# EXERCISE OBJECTIVE
Copy each line in the data that includes the word "location".

(Dataset entries)
== Segment start ==

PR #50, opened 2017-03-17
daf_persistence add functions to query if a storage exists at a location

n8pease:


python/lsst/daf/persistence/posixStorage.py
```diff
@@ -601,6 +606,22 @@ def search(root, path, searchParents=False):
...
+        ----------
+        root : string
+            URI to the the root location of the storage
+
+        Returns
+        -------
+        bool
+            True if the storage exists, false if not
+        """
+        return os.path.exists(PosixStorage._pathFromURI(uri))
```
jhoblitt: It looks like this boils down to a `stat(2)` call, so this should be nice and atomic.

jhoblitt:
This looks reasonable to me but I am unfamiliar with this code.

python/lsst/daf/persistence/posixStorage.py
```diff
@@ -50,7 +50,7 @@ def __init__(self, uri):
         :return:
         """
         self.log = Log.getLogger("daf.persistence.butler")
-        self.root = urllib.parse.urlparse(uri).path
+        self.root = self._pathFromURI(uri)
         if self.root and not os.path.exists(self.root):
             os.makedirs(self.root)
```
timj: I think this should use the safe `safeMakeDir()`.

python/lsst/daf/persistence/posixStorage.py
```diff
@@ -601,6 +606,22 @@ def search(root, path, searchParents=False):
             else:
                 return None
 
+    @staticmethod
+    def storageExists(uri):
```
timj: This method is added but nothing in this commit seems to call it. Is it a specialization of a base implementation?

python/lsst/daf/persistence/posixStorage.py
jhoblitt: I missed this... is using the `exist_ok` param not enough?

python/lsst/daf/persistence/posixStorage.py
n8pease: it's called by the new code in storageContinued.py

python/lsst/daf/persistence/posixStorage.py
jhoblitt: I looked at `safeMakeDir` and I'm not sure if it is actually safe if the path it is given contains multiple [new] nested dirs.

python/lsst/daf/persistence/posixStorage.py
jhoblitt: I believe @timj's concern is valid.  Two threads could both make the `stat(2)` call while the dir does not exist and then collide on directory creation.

== Segment end ==

# RESPONSE AREA
daf_persistence add functions to query if a storage exists at a location
+            URI to the the root location of the storage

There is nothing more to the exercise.